Showing posts with label biomedical data mining peer reviewed articles. Show all posts
Showing posts with label biomedical data mining peer reviewed articles. Show all posts

Wednesday, 28 June 2017

The Neural Networks with an Incremental Learning Algorithm Approach for Mass Classification in Breast Cancer


Breast cancer is a leading fatality cancer for woman. According to epidemiological data, breast cancer accounts for 20-25% of female malignant tumor, with is expected to increase. These facts have driven us to select this deadly cancer as our domain. Breast cancer has four early signs; micro-calcification, mass, architectural distortion and breast asymmetries. However, only data regarding mass will be used as a pilot project to test our system later on. Masses of 2 cm in diameter are palpable with regular breast self-examination while mammogram images can capture it from 5 mm in diameter.

biomedical data mining scholarly articles
However, these images were to be determined by an expert radiologist who is familiar with breast cancer. Generally, there are 2 types of breast cancer which are in situ and invasive. In situ starts in the milk duct and does not spread to other organs even if it grows. Invasive breast cancer on the contrary, is very aggressive and spreads to other nearby organs and destroys them as well. It is very important to detect the cancerous cell before it spreads to other organs, thus the survival rate for patient will increase to more than 97%. However, time taken from taking mammogram images to biopsy dangerous result varies between 2weeks to a month in average.

Thursday, 22 June 2017

The Neural Networks with an Incremental Learning Algorithm Approach for Mass Classification in Breast Cancer


As breast cancer can be very aggressive, only early detection can prevent mortality. The proposed system is to eliminate the unnecessary waiting time as well as reducing human and technical errors in diagnosing breast cancer. The correct diagnosis of breast cancer is one of the major problems in the medical field. From the literature it has been found that different pattern recognition techniques can help them to improve in this domain.

international journal of biomedical data mining impact factor
This paper uses the neural networks with an incremental learning algorithm as a tool to classify a mass in the breast (benign and malignant) using selection of the most relevant risk factors and decision making of the breast cancer diagnosis To test the proposed algorithm we used the Wisconsin Breast Cancer Database (WBCD). ANN with an incremental learning algorithm performance is tested using classification accuracy, sensitivity and specificity analysis, and confusion matrix.
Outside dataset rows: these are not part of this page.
Issue #310, opened 2026-09-06
Support raw representation for aggregates


pgiarrusso-sl:
We're missing principles for the raw representation of `structR`, analogous to `primR_to_rawsR`. Something like:
```
Axiom structR_to_anyRs : ∀ `{Σ : cpp_logic, σ : genv} ty q,
  structR ty q -|-
  type_ptrR ty ** Exists offs, [*list] off ∈ offs, anyR Tbyte q ** [| < state that offs only covers holes in the structure> |]
```

`σ : genv` has layout informations for `ty`: any byte in `ty`'s representation that isn't in a field representation belongs to `structR`'s representation.

We can derive rules that use translation units satisfying `genv_compat`.

pgiarrusso-sl:
~~That wasn't correct — we have `struct_to_raw`.~~

PR #311, opened 2026-09-07
Disable unsound [struct_to_raw], and other fixes (WIP)

pgiarrusso-sl:
`struct_to_raw` gives a base subobject the raw representation of a **complete** object of the base's type — `size_of` bytes rather than the bytes the base subobject actually occupies. This is unsound, and the everyday witness is the empty base optimization, not some exotic tail-padding corner:

```cpp
struct E { };                        // POD, size_of = 1, occupies 0 bytes as a base
struct D : E { unsigned char c; };   // standard-layout, size_of = 1, c at offset 0
```

Applied at `E` — no bases, no fields, `s_layout = POD`, so the side condition holds — the rule degenerates to

```coq
structR "E" q -|- type_ptrR (Tnamed "E") ** Exists rs, rawsR q rs ** [| raw_bytes_of_struct σ "E" ∅ rs |]
```

and `raw_bytes_of_struct_wf_size` forces `length rs = s_size E = 1`. So the *empty* base subobject owns a byte. Inside `D` that subobject sits at offset 0 — and so does `D::c`, whose byte is reachable through `primR_to_rawsR` and `eval_o_field` (`D` is standard-layout, so that side condition holds too). Two full-fraction claims on one byte give

```coq
Lemma ebo_False (p : ptr) : p |-> anyR (Tnamed "D") 1$m |-- False.
```

i.e. the representation predicate of an ordinary C++ class is unsatisfiable, and the logic is vacuous for any program containing an empty base.

This was confirmed by a machine-checked Rocq derivation (using `cpp.prog`, so the layout is clang's, not hand-written). `Print Assumptions` on it names, besides ordinary infrastructure: `struct_to_raw`, `raw_bytes_of_struct(_wf_size)`, `tptsto_ptr_congP_transport`, `eval_o_field`, and `eval_o_base`.

## Why the existing guards don't help

- The `s_layout ∈ [POD;Standard]` guard is satisfied: `E` is POD and `D` is standard-layout.
- A per-class layout-disjointness check on `E` would not help either — `E` has no members to be disjoint from. The offending layout belongs to `D`, while the over-claiming rule is applied at `E`.

## Ordering constraint on `eval_o_base`

The derivation needs one axiom that does not exist yet: `eval_o_base`, the base-class analogue of `eval_o_field` in `lang/cpp/semantics/ptrs.v`, with the same POD/Standard guard. Every concrete pointer model already computes exactly it (`simple_pointers_utils.o_base_off := parent_offset σ derived base`). So the bug is **latent in the current axiom set**: the only thing making it unreachable today is that no interface-level rule can evaluate a base offset.

Consequently `eval_o_base` must not be added until this rule is fixed — doing so first would make the axiom set outright inconsistent.

## Why comment out rather than weaken

`grep -rn "struct_to_raw" fmdeps/ bluerock/` returns no hits outside the declaration itself. With nothing to migrate, disabling it is the smallest step that removes the unsoundness, and it keeps the statement and the analysis in the tree for whoever writes the fix.

The fix, tracked by #310, is for a base subobject's extent to be the class's non-virtual size (0 for an empty class) rather than `size_of`, so the per-base entries in `rss` cover that instead.

## Validation

- `make -j8 stage1` — clean.
- `dune build @fmdeps/BRiCk/rocq-skylabs-brick/all` — clean; `layout.v` compiles with the axiom commented out.
- `dune build @vendored/install @fmdeps/all @fmdeps/runtest` — compiled the whole downstream Rocq graph (all of `rocq-skylabs-auto-cpp`, `rocq-skylabs-cpp-stdlib`, `rocq-brick-spec-strength`, `auto-docs`, `skylabs-fm/scaffold`) with **zero Rocq errors**, but did **not** finish clean on the machine used: 44 targets fail for a pre-existing environmental reason (no libstdc++ headers available to `cpp2v`; `CPP2V_DOCKER_ENABLED` unset), plus some macOS/AArch64 cram diffs (BSD `wc -l` padding, ARM `__Bfloat16x*_t` typedefs).

  This was confirmed independent of the patch by reproducing one of the failures (`fmdeps/auto/rocq-skylabs-auto-cpp/tests/destructuring/test_pair.vo`) on an unpatched checkout, and by checking that `clang++ -std=c++20 -stdlib=libstdc++ -fsyntax-only` fails standalone on a bare `#include <utility>`. CI should be the judge of a fully clean run.

Draft, pending review of the argument above.

🤖 Generated with [Claude Code](https://claude.com/claude-code)

### DIFF
--- a/rocq-skylabs-brick/theories/lang/cpp/logic/layout.v
+++ b/rocq-skylabs-brick/theories/lang/cpp/logic/layout.v
@@ -26,7 +26,45 @@ Section with_Σ.
   (** Convert a <<struct>> to its raw representation.
    Justified by the concept of object representation.
    https://eel.is/c++draft/basic.types.general#def:representation,object
-   *)
+
+   DISABLED: this rule is unsound, because it gives a base subobject the raw
+   representation of a *complete* object of the base's type, i.e. [size_of]
+   bytes rather than the bytes the base subobject actually occupies. The
+   everyday witness is the empty base optimization:
+
+   <<
+     struct E { };                  // POD, size_of = 1, occupies 0 bytes as a base
+     struct D : E { unsigned char c; };   // standard-layout, size_of = 1, [c] at offset 0
+   >>
+
+   Applied at [E] (whose [s_layout] is [POD], so the side condition holds), the
+   rule reads [structR "E" q -|- type_ptrR ** Exists rs, rawsR q rs ** ...],
+   and [raw_bytes_of_struct_wf_size] forces [length rs = s_size E = 1]. So the
+   *empty* base subobject owns a byte -- the same byte as [D::c], which is
+   reachable through [primR_to_rawsR] and [eval_o_field] ([D] is
+   standard-layout, so that side condition holds too). Both at fraction 1
+   gives [p |-> anyR (Tnamed "D") 1$m |-- False]: the representation predicate
+   of an ordinary class is unsatisfiable, so the logic is vacuous for any
+   program containing an empty base.
+
+   Note the [s_layout ∈ [POD;Standard]] guard does not help ([E] is POD and
+   [D] is standard-layout), and neither would a per-class layout check on [E],
+   which has no members at all: the offending layout belongs to [D] while the
+   over-claiming rule is applied at [E].
+
+   The only reason this is not already exploitable is that there is no
+   [eval_o_base] (the base-class analogue of [eval_o_field]), so a base offset
+   cannot be evaluated at the interface level -- every concrete pointer model
+   does compute it ([simple_pointers_utils.o_base_off]). Adding [eval_o_base]
+   must therefore wait until this rule is fixed.
+
+   The fix is for a base subobject's extent to be the class's non-virtual
+   size (0 for an empty class) rather than [size_of], so the per-base entries
+   in [rss] cover that instead. Nothing in the workspace uses this rule today,
+   so it is commented out rather than weakened in place.
+
+   See https://github.com/SkyLabsAI/BRiCk/issues/310 for the follow-up work.
+
   Axiom struct_to_raw : forall cls st rss q,
     glob_def σ cls = Some (Gstruct st) ->
     st.(s_layout) ∈ [POD;Standard] ->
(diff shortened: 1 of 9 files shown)


rlepigre-skylabs-ai (approved):

rocq-skylabs-brick/theories/lang/cpp/logic/layout.v
```diff
@@ -26,7 +26,45 @@ Section with_Σ.
...
+   does compute it ([simple_pointers_utils.o_base_off]). Adding [eval_o_base]
+   must therefore wait until this rule is fixed.
+
+   The fix is for a base subobject's extent to be the class's non-virtual
+   size (0 for an empty class) rather than [size_of], so the per-base entries
+   in [rss] cover that instead. Nothing in the workspace uses this rule today,
+   so it is commented out rather than weakened in place.
+
+   See https://github.com/SkyLabsAI/BRiCk/issues/310 for the follow-up work.
+
```
Janno, line 50: That's too much slop text in the semantics for my liking. Could you minimize this to just the cpp code and the last 4 lemmas statements from https://github.com/SkyLabsAI/auto/pull/441? I think I would prefer that to this description here. It might even be enough to rewrite the paragraph in line 40 to basically just "the empy base class has the wrong size and we end up with both the base class and the E's first field claiming to own the first raw byte" or something like that.

Janno (dismissed):

rocq-skylabs-brick/theories/lang/cpp/logic/layout.v
pgiarrusso-sl: Cleaned up.

Janno: Much better! Thank you!

rocq-skylabs-brick/theories/lang/cpp/logic/layout.v
```diff
@@ -68,7 +94,7 @@ Section with_Σ.
       un.(u_trivially_destructible) ->
       cQp.frac q = 1%Qp ->
           type_ptrR (Tnamed cls)
-      |-- (Reduce (union_defR tblockR cls un q)) -* |={↑pred_ns}=> tblockR (Tnamed cls) q.
+      |-- (Reduce (union_defR tblockR cls un q)) -* |={↑pred_ns}=> tblockR (Tnamed cls) q. *)
```
simon-skylabs, line 98: To ensure that the axiom's statement remains type checked for future iterations, could we do one of the following?

1. turn the `Axiom` into a definition like `Definition disabled_axiom_<the_name> := <the statement>`
2. put the axiom in a module type that we don't instantiate.

I think 1. might be better.

jhaag-skylabs-ai (approved):

rocq-skylabs-brick/theories/lang/cpp/logic/layout.v
pgiarrusso-sl: I understand the idea but I don't think it's worthwhile. Going to merge this after rebase.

The obtained classification accuracy of 99.95%, a very promising result compared with previous algorithms already applied and recent classification techniques applied to the same database.

Tuesday, 20 June 2017

Meta-Analysis of Genomic Data: Between Strengths, Weaknesses and New Perspective


biomedical data mining peer reviewed articles
The rapid advances in high-throughput technologies, such as microarrays have revolutionizing the knowledge and understanding of biological systems and genetic signatures of human diseases. This has led to the generation and accumulation of a large amount of genomic data that need to be adequately integrated to obtain more reliable and valid results than those from individual experiments. Meta-analysis of microarray data is one of the most common statistical techniques used for combining multiple data sets. Despite its remarkable successes in discovering molecular subtypes, underlying pathways and biomarkers for the pathological process of interest, this method possesses several limitations.

Monday, 5 June 2017

ePhenotyping for Abdominal Aortic Aneurysm in the Electronic Medical Records and Genomics (eMERGE) Network: Algorithm Development and Konstanz Information Miner Workflow

Structured Query Language, was used to script the algorithm utilizing “Current Procedural Terminology” and “International Classification of Diseases” codes, with demographic and encounter data to classify individuals as case, control, or excluded. The algorithm was validated using blinded manual chart review at three eMERGE Network sites and one non-eMERGE Network site.

biomedical data mining peer reviewed articles
Validation comprised evaluation of an equal number of predicted cases and controls selected at random from the algorithm predictions. After validation at the three eMERGE Network sites, the remaining eMERGE Network sites performed verification only. Finally, the algorithm was implemented as a workflow in the Konstanz Information Miner, which represented the logic graphically while retaining intermediate data for inspection at each node. The algorithm was configured to be independent of specific access to data and was exportable (without data) to other sites.